T-Mobile representatives raised concerns about a proposal by Dish Network to “take a period of up to thirty (30) months to elect whether to use its 2000-2020 MHz AWS-4 band spectrum for uplink or downlink use” and the effect on the proposed H-block auction, in a meeting with FCC Wireless Bureau Chief Ruth Milkman and other commission officials, said an ex parte filing. The T-Mobile officials also raised broader questions about the TV incentive auction. “T-Mobile encouraged the Commission to engage in improved outreach to broadcasters, noting the importance of strong broadcaster participation in the incentive auction so that the Commission can achieve the revenue goals set by Congress in the Spectrum Act,” the filing said (http://bit.ly/15wquK5).
The International Trade Commission said it received a complaint about Garmin, Navico and Raymarine GPS navigation and display system, radar systems and related software (DN 2983), filed by Furuno Electric Co., Ltd. and Furuno U.S.A. Inc. on Sept. 23. A Federal Register notice scheduled for Sept. 30 seeks comment on any public interest issues raised by the complaint.

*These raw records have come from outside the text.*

PR #747, opened 2020-07-28
Remove dead nomis_event_ids attribute from moves

smoothcontract:
### Jira link

P4-1949 P4-1499

### What?
- [x] Removed `nomis_event_ids` from Move model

In a 2-1 vote, the FCC approved and released an NPRM Thursday (http://fcc.us/1fs0xoA0) that proposes eliminating the UHF ownership discount and “tentatively” decides that only ownership groups that already exist or had pending applications in front of the commission by Thursday would be grandfathered in if the rulemaking process leads to an order.
The private sector must be just as involved as the U.S. government in improving cybersecurity -- particularly when it comes to economic cyberespionage and intellectual property theft, said former Secretary of Homeland Security Michael Chertoff Thursday. Chertoff is now of counsel at Covington & Burling and chairman of the Chertoff Group, which consults with companies on cybersecurity issues. Industry actors can no longer consider increasing their cybersecurity protections a “luxury” -- it’s now a necessary protection of economic growth and profitability, he said at a Covington & Burling-George Washington University Cybersecurity Initiative event. Cybertheft has become the “preferred pathway” for entities to steal intellectual property -- and it’s the most visible cyberthreat the U.S. faces, Chertoff said. Recent studies have confirmed the Obama administration’s position that the pace of economic cyberespionage and intellectual property theft are accelerating, Chertoff said. He said the Commission on the Theft of American Intellectual Property (IP Commission) and others have estimated the theft of U.S. intellectual property is worth up to $300 billion annually.